WHAT IS REQUIRED:
Write out all of the entries, matching the original exactly.

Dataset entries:
********************
Issue #9873, opened 2022-09-23
Volumes of type `tmpfs` lacks support for the `mode` parameter


rawtaz:
Docker Compose currently does not support the `mode` parameter for `tmpfs` mounts. It only support the `size` parameter.

This has been verified both empirically with `Docker Compose version v2.6.0` with `Docker Engine - Community version 20.10.17` and by looking in the source code.

Here are some references showing that `mode` is currently not supported:
- The `buildTmpfsOptions` function is [missing it and even has a comment for it](https://github.com/docker/compose/blob/2977f4c89740809f20096673ab4e3ced543a905a/pkg/compose/create.go#L1026).
- The `ServiceVolumeTmpfs` struct is [missing it](https://github.com/compose-spec/compose-go/blob/5135b47ac4bb0c9b5c5bcb274e767b410ecef42e/types/types.go#L830).

Worth noting is that Docker does support it in the [`mount.TmpfsOptions` struct](https://github.com/moby/moby/blob/master/api/types/mount/mount.go#L115) that is [returned by the `buildTmpfsOptions` function](https://github.com/docker/compose/blob/2977f4c89740809f20096673ab4e3ced543a905a/pkg/compose/create.go#L1020) in Compose.

Also worth mentioning is that the official Docker Compose specification documentation for tmpfs volumes [clearly states that `mode` should be supported for `tmpfs`](https://docs.docker.com/compose/compose-file/#long-syntax-4). Despite this, however, [the `compose-go` library does not support the `mode` parameter](https://github.com/compose-spec/compose-go/issues/302).

Here's an example of a `tmpfs` specification for a service that does not work (Compose throws an error `services.foo.volumes.0.tmpfs Additional property mode is not allowed`):
~~~
volumes:
  - type: tmpfs
    target: /test
    tmpfs:
      size: 128k
      mode: 0777
~~~

I'm not sure if I got all of the relationships between specifications, libraries and other software right, I figured that given the above mentioned pieces of `mode` throughout the source code, it made sense to open an issue about it in this repository.

It looks like it's rather straight forward to add support for this option, since Docker itself supports it, or am I missing something?

Either way, it's a problem because it's currently impossible to mount and use `tmpfs` volumes with unprivileged processes/containers.

cavo789:
Same issue

I just met the same issue. I'm building a postgres image where I'm using a non root user and tmpfs storage for my PGDATA directory.

[...]

PR #10031, opened 2022-11-30
schema: add support for tmpfs.mode in mount definition

milas:
## ~⚠️ Draft until compose-spec/compose-go#325 is merged & tagged~

**What I did**
Add support for `tmpfs.mode` to set permissions on `tmpfs` mounts

**Related issue**
* #9873
* compose-spec/compose-go#325

prairie chicken


thaJeztah:
we may have to look if mode is fully functional as well; I recall this ticket, and I don't think we dug to the end of that one yet (at least I haven't found time to dig into it myself);

- https://github.com/moby/moby/issues/40881

nicksieger (approved):

milas:
> we may have to look if mode is fully functional as well

Thanks for sharing that! I think it's still fine to add here unless we're planning on deprecating `tmpfs` support entirely - once/if the upstream bug is fixed, nested permissions should start just working in Compose after upgrading engine. For now, this will at least give parity in that permissions on unnested `tmpfs` mounts are now supported

thaJeztah:
> Thanks for sharing that! I think it's still fine to add here unless we're planning on deprecating tmpfs support entirely - once/if the upstream bug is fixed, nested permissions should start just working in Compose after upgrading engine. For now, this will at least give parity in that permissions on unnested tmpfs mounts are now supported

Yup, change looks okay to me; mostly recalled that there was an issue around this option, and thought I'd mention it to set the expectations right 😄. Trying / testing /digging on that linked issue is always welcome as well (I created that ticket to have it at least written down somewhere as a reminder)


@milas looks like this needs a rebase now (conflict in `go.sum`)

milas:
Yeah, it's in draft as it needs the updated schema code from `compose-go` so will be fixing that when I remove my `replace`s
********************
THE COMPLETED TASK:
Issue #9873, opened 2022-09-23
Volumes of type `tmpfs` lacks support for the `mode` parameter


rawtaz:
Docker Compose currently does not support the `mode` parameter for `tmpfs` mounts. It only support the `size` parameter.

This has been verified both empirically with `Docker Compose version v2.6.0` with `Docker Engine - Community version 20.10.17` and by looking in the source code.

Here are some references showing that `mode` is currently not supported:
- The `buildTmpfsOptions` function is [missing it and even has a comment for it](https://github.com/docker/compose/blob/2977f4c89740809f20096673ab4e3ced543a905a/pkg/compose/create.go#L1026).
- The `ServiceVolumeTmpfs` struct is [missing it](https://github.com/compose-spec/compose-go/blob/5135b47ac4bb0c9b5c5bcb274e767b410ecef42e/types/types.go#L830).

Worth noting is that Docker does support it in the [`mount.TmpfsOptions` struct](https://github.com/moby/moby/blob/master/api/types/mount/mount.go#L115) that is [returned by the `buildTmpfsOptions` function](https://github.com/docker/compose/blob/2977f4c89740809f20096673ab4e3ced543a905a/pkg/compose/create.go#L1020) in Compose.

Also worth mentioning is that the official Docker Compose specification documentation for tmpfs volumes [clearly states that `mode` should be supported for `tmpfs`](https://docs.docker.com/compose/compose-file/#long-syntax-4). Despite this, however, [the `compose-go` library does not support the `mode` parameter](https://github.com/compose-spec/compose-go/issues/302).

Here's an example of a `tmpfs` specification for a service that does not work (Compose throws an error `services.foo.volumes.0.tmpfs Additional property mode is not allowed`):
~~~
volumes:
  - type: tmpfs
    target: /test
    tmpfs:
      size: 128k
      mode: 0777
~~~

I'm not sure if I got all of the relationships between specifications, libraries and other software right, I figured that given the above mentioned pieces of `mode` throughout the source code, it made sense to open an issue about it in this repository.

It looks like it's rather straight forward to add support for this option, since Docker itself supports it, or am I missing something?

Either way, it's a problem because it's currently impossible to mount and use `tmpfs` volumes with unprivileged processes/containers.

cavo789:
Same issue

I just met the same issue. I'm building a postgres image where I'm using a non root user and tmpfs storage for my PGDATA directory.

[...]

PR #10031, opened 2022-11-30
schema: add support for tmpfs.mode in mount definition

milas:
## ~⚠️ Draft until compose-spec/compose-go#325 is merged & tagged~

**What I did**
Add support for `tmpfs.mode` to set permissions on `tmpfs` mounts

**Related issue**
* #9873
* compose-spec/compose-go#325

prairie chicken


thaJeztah:
we may have to look if mode is fully functional as well; I recall this ticket, and I don't think we dug to the end of that one yet (at least I haven't found time to dig into it myself);

- https://github.com/moby/moby/issues/40881

nicksieger (approved):

milas:
> we may have to look if mode is fully functional as well

Thanks for sharing that! I think it's still fine to add here unless we're planning on deprecating `tmpfs` support entirely - once/if the upstream bug is fixed, nested permissions should start just working in Compose after upgrading engine. For now, this will at least give parity in that permissions on unnested `tmpfs` mounts are now supported

thaJeztah:
> Thanks for sharing that! I think it's still fine to add here unless we're planning on deprecating tmpfs support entirely - once/if the upstream bug is fixed, nested permissions should start just working in Compose after upgrading engine. For now, this will at least give parity in that permissions on unnested tmpfs mounts are now supported

Yup, change looks okay to me; mostly recalled that there was an issue around this option, and thought I'd mention it to set the expectations right 😄. Trying / testing /digging on that linked issue is always welcome as well (I created that ticket to have it at least written down somewhere as a reminder)


@milas looks like this needs a rebase now (conflict in `go.sum`)

milas:
Yeah, it's in draft as it needs the updated schema code from `compose-go` so will be fixing that when I remove my `replace`s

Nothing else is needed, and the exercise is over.